POV-Ray : Newsgroups : povray.off-topic : Switzerland & minarets : Re: Switzerland & minarets Server Time
5 Sep 2024 05:22:45 EDT (-0400)
  Re: Switzerland & minarets  
From: Sabrina Kilian
Date: 4 Dec 2009 08:52:39
Message: <4b191427$1@news.povray.org>
Warp wrote:
> Darren New <dne### [at] sanrrcom> wrote:
>> Texas also changed their constitution to say "A marriage is defined as 
>> between one man and one woman", and then added a clause that said "Nothing 
>> is allowed to be like marriage" or some such to exclude "civil unions", 
>> having mis-worded it (should have said "Nothing *else* is allowed to be like 
>> marriage"), so now there's a big argument in Texas over whether anyone is 
>> allowed to be married at all. *That* all started when a gay couple that 
>> *was* married elsewhere and had moved to Texas tried to get divorced.
> 
>   Why do I get the feeling that the concept of "constitutional law" in the US
> is a bit different from what it means here? For example, I read somewhere that
> 
> "the Constitution of Alabama, the longest in-use constitution in the
> world, weighs in at over 350,000 words. It has 798 amendments, not
> including amendments 621 and 693, which do not exist. They cover
> everything from mosquito control taxes, to bingo, to protecting
> against "the evils arising from the use of intoxicating liquors at all
> elections," as well as the typical government operation stuff."
> 
>   That doesn't sound to me like a constitution. It sounds like regular law.
> 

Because the USA is a litigious bunch. The US constitution, not delving
into the state level, does set forth the way that the government works.
Until the amendments, the document describes how laws are created, a
very vague description of elections, how long terms are to be, who can
be elected, how the Supreme Court works, how the constitution can be
amended, and so forth. It was not until the Bill of Rights, the first 10
amendments, that basic human rights were added to the document.

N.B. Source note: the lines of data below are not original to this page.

PR #17462, opened 2026-02-06
Image fix

SaraDPH:


SaraDPH:
Well @claude only the last commit made the image visible, can you add to correct the other pages with images?

PR #17552, opened 2026-02-12
Update docs for enum and utility type support

julienp:
Python has supported enums for a while. TS will as of next week's release. TS will also support `Partial<T>` and `Required<T>`.


julienp:
@claude no

PR #17610, opened 2026-02-20
Improving font size and text boundary for meta generator

sicarul:
The previous setting was too conservative


.claude/commands/blog-meta-image/references/asset-catalog.md
```diff
@@ -85,8 +85,8 @@ From `catalog.yaml`:
 - **Line-height**: 110% of font size
 - **X position**: 90px from left edge (aligned with Pulumi logo)
 - **Y position**: 80px from top edge (top-anchored, flows downward)
-- **Max width**: 520px (safe text area on left half)
-- **Font size**: variable (44-80px depending on title length)
+- **Max width**: 700px (text area on left half)
+- **Font size**: variable (60-104px depending on title length)
```
vctrfrnndz, line 90: Set the weight

```
**Font weight**: 700 (bold)
```

.claude/commands/blog-meta-image/references/asset-catalog.md
```diff
@@ -85,8 +85,8 @@ From `catalog.yaml`:
...
```
vctrfrnndz, line 89: Set letter spacing to tight: -0.025em

.claude/commands/blog-meta-image/references/asset-catalog.md
sicarul: We already use Inter Bold: https://github.com/pulumi/docs/blob/8fa30c040d1098fa938a960e22c8f4edb24e3c17/.claude/commands/blog-meta-image/assets/fonts/Inter-Bold.ttf

.claude/commands/blog-meta-image/references/asset-catalog.md
sicarul: It's set here to -0.03, we can change to -0.025, but rounding will probably land at around the same value:
https://github.com/pulumi/docs/blob/8fa30c040d1098fa938a960e22c8f4edb24e3c17/.claude/commands/blog-meta-image/scripts/compose_meta_image.py#L80

vctrfrnndz: I would adjust, at this level/size it makes a difference.

.claude/commands/blog-meta-image/references/asset-catalog.md
vctrfrnndz: Is it new? because before it didn't look like bold font weight on the generated assets, so might be something to check out. Wondering if this ttf is getting used at all.

.claude/commands/blog-meta-image/assets/fonts/Inter.ttf
cnunciato, line 1: Can we not use the font file we already have in `./static`? https://github.com/pulumi/docs/tree/master/static/fonts

sicarul: My bad, let me check.

sicarul: Fixed! Sorry about that

PR #17677, opened 2026-02-25
Fix --import-pending-creates flag examples in troubleshooting docs and blog post

### LINKED ISSUE #15902: --import-pending-creates flag example does not work
### Problem description

The example for the --import-pending-creates flag in [Repairing State with Pulumi Refresh](https://www.pulumi.com/blog/repairing-state-with-pulumi-refresh/) fails with an error:

`pulumi refresh --import-pending-creates="aws_native:s3:Bucket::my-bucket my-bucket-6e3d099"`
`error: each URN must be followed by an ID: found an odd number of entries`

### Suggestions for a fix

This variant works but is ugly:

`pulumi refresh --import-pending-creates="aws_native:s3:Bucket::my-bucket" --import-pending-creates="my-bucket-6e3d099"`

Is there a better way intended? We should update the blog post and add an example to the cmdline docs.

joeduffy:
Fixes #15902

## Problem

Multiple users have reported that the documented examples for `pulumi refresh --import-pending-creates` do not work.

The flag is defined as a `StringArray` in cobra, which means each invocation of the flag appends exactly **one** string to the internal slice. The CLI then processes the slice as alternating URN/ID pairs. Given this behavior:

- The **blog post** (`repairing-state-with-pulumi-refresh`) combined the URN and physical ID in a single quoted string (`--import-pending-creates="URN ID"`). Cobra treats this as a slice of length 1 (odd), causing: `each URN must be followed by an ID: found an odd number of entries`

- The **troubleshooting page** (`interrupted-updates.md`) passed the ID as a second positional argument after the flag value (`--import-pending-creates "URN" "ID"`). Cobra treats the ID as an unknown subcommand, causing: `unknown command "ID" for "pulumi refresh"`

Both errors match exactly what users are seeing in the issue.

## Fix

The correct syntax passes the URN and its physical ID as **two consecutive, separate flag invocations**:

```sh
pulumi refresh \
  --import-pending-creates "urn:pulumi:dev::myproject::aws:s3/bucket:Bucket::mybucket" \
  --import-pending-creates "my-bucket-abc123" \
  --yes
```

For multiple pending creates, URN and ID invocations alternate:

```sh
pulumi refresh \
  --import-pending-creates "urn:pulumi:dev::myproject::aws:s3/bucket:Bucket::bucket1" \
  --import-pending-creates "bucket1-id" \
  --import-pending-creates "urn:pulumi:dev::myproject::aws:s3/bucket:Bucket::bucket2" \
  --import-pending-creates "bucket2-id" \
  --yes
```

## Changes

- `content/docs/support/troubleshooting/common-issues/interrupted-updates.md`: Fixed the single-resource and multi-resource examples; added guidance on how to find the full URN; added a warning note explaining both failure modes and what not to do.
- `content/blog/repairing-state-with-pulumi-refresh/index.md`: Fixed the original example (which used a short URN form and combined URN+ID in one string); updated the flag description to clarify the invocation pattern.

---

### DIFF
--- a/content/blog/repairing-state-with-pulumi-refresh/index.md
+++ b/content/blog/repairing-state-with-pulumi-refresh/index.md
@@ -81,9 +81,9 @@ You can learn more by going to the [`pulumi refresh` documentation](https://www.
 
 There are some flags you can pass to modify the new behavior:
 
-- `--import-pending-creates` tells Pulumi to import a specific resource that was created during a pending operation. Pass the resource's full URN as one invocation and its cloud provider physical ID as the next invocation. This is equivalent to selecting the `import` option when running in interactive mode, but only for the specified resources.
+- `--import-pending-creates` tells Pulumi to import resources that were created during pending operations. For each resource, pass its full URN as one flag invocation and its cloud provider physical ID as the next. This is equivalent to selecting the `import` option when running in interactive mode, but only for the specified resources.
 - `--clear-pending-creates` will remove any pending CREATEs from the state.
-- `--skip-pending-creates` will skip all pending CREATEs. This is the default behavior when running the CLI outside of interactive more.
+- `--skip-pending-creates` will skip all pending CREATEs. This is the default behavior when running the CLI outside of interactive mode.
 
 These flags can be combined:
 


joeduffy:
Thanks for the review! Both items addressed in the follow-up commit:

- Fixed the singular/plural inconsistency in the `--import-pending-creates` description — now consistently refers to "resources" (plural) throughout
- Fixed the pre-existing typo: "outside of interactive more" → "outside of interactive mode"

PR #17717, opened 2026-02-27
Fix misleading getOutputDetails example in stack references docs

### LINKED ISSUE #13855: StackReference getOutputDetails example is misleading
The [`StackReference` docs for `getOutputDetails`](https://www.pulumi.com/docs/iac/concepts/stacks/#reading-outputs-from-stack-references) seem wrong/misleading.

Namely, this part:

> On the other hand, as an example of using getOutputDetails, suppose that your referenced stack creates a VPC and exports a list of public subnets as a JSON-serialized string, and you want to add a bastion host to each subnet.

This is not what I'm seeing. If I export an array of subnet IDs from my program, and then fetch them in another stack with `getOutputDetails`, I get back _an array_, not _a string_. I was misled into assuming `getOutputDetails` would simply return those as a string, but it seems to automatically parse them.

After re-reading the docs, I see that it says "exports a list of public subnets as a JSON-serialized string"; so I guess they docs aren't technically incorrect. However, (a) most people wouldn't go out of their way to JSON serialize their stack outputs (they'd just output them) and (b) we should make it clear that if you export structured objects, their type will automatically round trip without you needing to do anything.

(Assuming that is correct -- given the docs, I am not sure!)

I am also unsure if this is true universally across all supported languages. I would hope so.

joeduffy:
## Description

This PR addresses the misleading `getOutputDetails` example in the [stack references documentation](https://www.pulumi.com/docs/iac/concepts/stacks/#reading-outputs-from-stack-references).

### What was wrong

The previous example described a scenario where the referenced stack exported a list of subnets as a **JSON-serialized string**, then used `JSON.parse` (and language equivalents like `json.Unmarshal` in Go and `JsonConvert.DeserializeObject` in C#) to decode the value back into an object. This was confusing and misleading for two reasons:

1. It is unusual to intentionally JSON-serialize a value before exporting it from a Pulumi stack. Most programs export native values (arrays, objects, strings, numbers) directly.
2. The example implied that `getOutputDetails` always returns a raw JSON string requiring manual parsing. In reality, `getOutputDetails` returns the output's native value — if you export an array, you get an array back, not a JSON string.

The bug report notes that users were misled into assuming they needed to JSON-serialize their stack outputs to use `getOutputDetails`, or that the method returned raw strings from all output types.

### What changed

- **Bullet description**: Updated the `getOutputDetails` entry in the output-reading method list to mention the `value` and `secretValue` fields of the returned `StackReferenceOutputDetails` object, which is the key distinction users need to understand about this method.
- **Example section**: Replaced the JSON-serialized string scenario with a simple, realistic example — retrieving a database hostname (a plain string) from a referenced stack. Each language example now shows direct access to `.value` (or `.Value`/`getValue()`), with a comment explaining that `.secretValue` is used for outputs marked as secret in the referenced stack.

Closes #13855

---

### DIFF
--- a/content/docs/iac/concepts/stacks.md
+++ b/content/docs/iac/concepts/stacks.md
@@ -833,12 +833,12 @@ BucketObject logFile = new BucketObject("log", new BucketObjectArgs.Builder()
 
 {{< /chooser >}}
 
-`getOutputDetails` is useful when you need direct, synchronous access to an output value.
+`getOutputDetails` is useful when you need direct access to a resolved output value.
 This is most helpful when you want to inspect whether a value is marked as a secret, or when
 you need to use the value in your program logic without calling `Output.apply()`. The method
-returns a `StackReferenceOutputDetails` object whose `value` field holds the raw value for
-non-secret outputs, and whose `secretValue` field holds the raw value for outputs the
-referenced stack has marked as secret.
+returns an `OutputDetails` object whose `value` field holds the raw value for non-secret
+outputs, and whose `secretValue` field holds the raw value for outputs the referenced stack
+has marked as secret.
 
 As an example, suppose your referenced stack exports a database hostname as a plain string:
 


joeduffy:
Both issues addressed in the follow-up commit:

1. Changed `StackReferenceOutputDetails` to `OutputDetails` in the prose paragraph to match the existing bullet description and the blog post on this feature.
2. Replaced "direct, synchronous access" with "direct access to a resolved output value" to avoid implying that `await` is unnecessary in TypeScript and C#.

@claude

PR #17727, opened 2026-02-27
Clarify that namespaced config values must be set in the stack configuration file

### LINKED ISSUE #12153: Clarify the reference to `aws:region` in the namespaced-config docs
[@thomas11 pointed out](https://pulumi.slack.com/archives/C011EMDQ8JE/p1719384336591379) that in the docs for accessing namespaced configuration, we mention how to do the lookup, but don't make it clear where the setting is that's being looked up.

This is made more confusing when the selected language is YAML because the program file contains a `config` section, but no `aws:region` setting:

image

We should clarify that these snippets all assume the existence of a stack-config file (`Pulumi.dev.yaml` for example) that looks something like this:

```yaml
config:
  aws:region: us-west-2
```

joeduffy:
## Description

This PR addresses the documentation gap described in #12153: the section of the configuration docs that shows how to read a namespaced config value (such as `aws:region`) from within a Pulumi program does not explain where that value actually comes from.

### What was wrong

The existing code examples demonstrate how to construct a namespaced `Config` object and read a value from it, but they assume without stating that `aws:region` has already been set somewhere. For most language tabs (TypeScript, Python, Go, C#, Java), this is merely an implicit assumption that experienced users might recognize. For the YAML language tab, however, the gap is especially confusing: Pulumi YAML programs define their own config values in an inline `config:` block, so readers naturally wonder why `aws:region` does not appear there — and may not realize it lives in the stack configuration file instead.

### What changed

Added a brief explanation and a concrete example immediately before the code chooser block. The new text:

- States explicitly that these examples assume `aws:region` has already been configured for the stack
- Shows how to set it using the CLI (`pulumi config set aws:region us-west-2`)
- Shows what the resulting stack configuration file (`Pulumi.dev.yaml`) looks like with that value set

The change is minimal and surgical — two sentences and a short YAML snippet — placed exactly where a reader encountering these examples for the first time needs the context.

Fixes #12153

---

### DIFF
--- a/content/docs/iac/concepts/config.md
+++ b/content/docs/iac/concepts/config.md
@@ -193,9 +193,10 @@ config:
 
 {{< /chooser >}}
 
-To access a namespaced configuration value, such as one set for a provider library like `aws`, you must pass the library's name to the constructor. The examples below assume the value has already been set in your stack's configuration file (e.g., `Pulumi.dev.yaml`) — either by running `pulumi config set aws:region us-west-2` at the command line, or by adding it to the file directly:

And it is only 4,400 words.

>   At least here "the Constitution" defines the form of government and how
> it's elected, as well as principles about the basic rights all citizens
> have.
> 

About the same here.

>   The Constitution is not law. It's a set of principles by which actual
> law is created (in other words, when a new law is proposed, it has to
> conform to the basic principles set by the Constitution). You can't "break
> the constitution". You cannot be sued and convicted by breaking the
> constitution. You get sued and convicted by breaking the law (which has been
> created in accordance to the basic principles of the constitution).
> 

Alright, so lets use an example from the US constitution, because I have
to admit to not reading any other one. The First Amendment says, in
part, that Congress will make no law abridging the freedom of speech.
The Fourteenth Amendment has been taken to extends that protection to
the state level and beyond, such that no government can remove those rights.

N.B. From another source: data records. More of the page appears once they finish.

PR #18353, opened 2026-04-02
Add social media review CI workflow

adamgordonbell:
Adds a separate Claude-powered review for social media copy on blog post PRs. Reuses schedule-posts.py with a new --check mode that queries S3 state to skip already-posted content, then feeds the social copy into Claude for tone/compliance review.

Also softens the general docs review criteria so missing social blocks are informational, not merge blockers.

### DIFF
--- a/BUILD-AND-DEPLOY.md
+++ b/BUILD-AND-DEPLOY.md
@@ -1404,7 +1404,7 @@ The repository uses 24 GitHub Actions workflows organized into categories. All w
 
 ### Other Workflows
 
-The repository includes 9 additional utility workflows for automation and project management:
+The repository includes 10 additional utility workflows for automation and project management:
 
 **Automation and Auto-merge:**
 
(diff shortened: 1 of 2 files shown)


.claude/commands/social-media-review.md
```diff
@@ -0,0 +1,105 @@
...
+
+# Review Social Post
+
+## Intent
+
+You are Claude, acting as a strict reviewer protecting Pulumi’s brand.
+
+Your role is to prevent low-quality or non-compliant social posts from being published, while helping authors understand how posts should be structured.
+
+These posts are published from Pulumi’s corporate social accounts, not from individual authors. Even if the blog post was written by a guest or community member, the social copy represents Pulumi’s voice.
```
adamgordonbell, line 14: I assume we will have to iterate on this prompt, but I tested it on some of our previous social media posts and it should catch a number of issues.

CamSoper (changes requested):
Nice approach — dedicated CI for social review is a solid idea, and the check mode logic is clean.

Two issues to address:

**Bug: `--check` will crash at runtime**

`CHECK_MODE` is set via `"--check" in sys.argv` at module level (line 83), but `--check` is never registered with the argparse parser. When CI runs `uv run scripts/social/schedule-posts.py --check`, `parser.parse_args()` at line 979 will exit with `error: unrecognized arguments: --check` before `main()` is ever called.

Fix: add `--check` to the argparse parser, or handle check mode before `parse_args()` runs.

**Missing BUILD-AND-DEPLOY.md update**

The new `claude-social-review.yml` workflow should be documented in the "Other Workflows" → "AI-Assisted Development" section of BUILD-AND-DEPLOY.md (alongside `claude.yml` and `claude-code-review.yml`), and the workflow count note updated.

PR #18374, opened 2026-04-03
Decouple preview-link and Lighthouse PR comments

cnunciato:
### Proposed changes

The preview-link comment (`sync-and-test-bucket.sh`) and Lighthouse comment (`run-lighthouse-pr.sh`) were sharing a single PR comment via the `<!-- lighthouse-report -->` HTML marker. This meant skipping Lighthouse on content-only PRs (#18371) left orphaned markers and made the two scripts implicitly dependent on each other.

This PR makes four changes:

Now, what happens when some officer of the state, say a police officer
or public official, takes it upon them self to interfere with an
individual's freedom of speech? How would other systems handle that?

In the USA, the only people who can be sued for violating the
constitution are those in the government, not individual citizens.

>   Hence the Constitution is relatively short. It doesn't go into minute
> details about extremely specific things. It mandates broad (but as unambiguous
> as possible) limits under which actual law can be created. It says things
> like "no one shall be sentenced to death, tortured or otherwise treated in a
> manner violating human dignity." It doesn't specify things like mosquito
> control taxes or bingo regulations. If those things need to be regulated,
> they are done so by regular law.
> 

As it should be, but states do it for a variety of reasons. The easiest
to understand is that individual laws can not contradict the
constitution, but amendments to it can. So, should the government want
to push through a law that they know would violate certain rights set
out in the constitution, and have voting power to get it done, an
amendment is the better way to go.

Corruption and lawsuits, sometimes I think that is all that runs this
country.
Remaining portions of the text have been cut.